PR #7035, opened 2020-10-13
fix(themes): correct color for highlight token in g10 theme

janhassel:
According to the [color usage](https://www.carbondesignsystem.com/guidelines/color/usage) page, the token `highlight` should use `blue-10` in the Gray 10 theme as opposed to `blue-20` in the White theme. This is also reflected in the Sketch kit (layer styles).

image

However, in code, the gray 10 theme currently uses `blue-20` instead of `blue-10`. This PR fixes that.

#### Changelog

**Changed**

- Corrected color used for token `highlight` in g10 theme

#### Testing / Reviewing

- Verify that the g10 theme emits `blue-10 (#edf5ff)` for `highlight` instead of `blue-20 (#d0e2ff)`

### DIFF
--- a/packages/themes/src/g10.js
+++ b/packages/themes/src/g10.js
@@ -8,7 +8,7 @@ import { adjustLightness } from './tools';
 
 import {
   // Blue
-  blue20,
+  blue10,
   blue40,
   blue60,
   blue70,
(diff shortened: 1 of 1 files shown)


tw15egan (approved):
LGTM, thanks for fixing that 👍 ✅

emyarod (approved):
looks good to me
--------------------------------
Count how many lines in the data above hold "instead", and give that number by itself.

2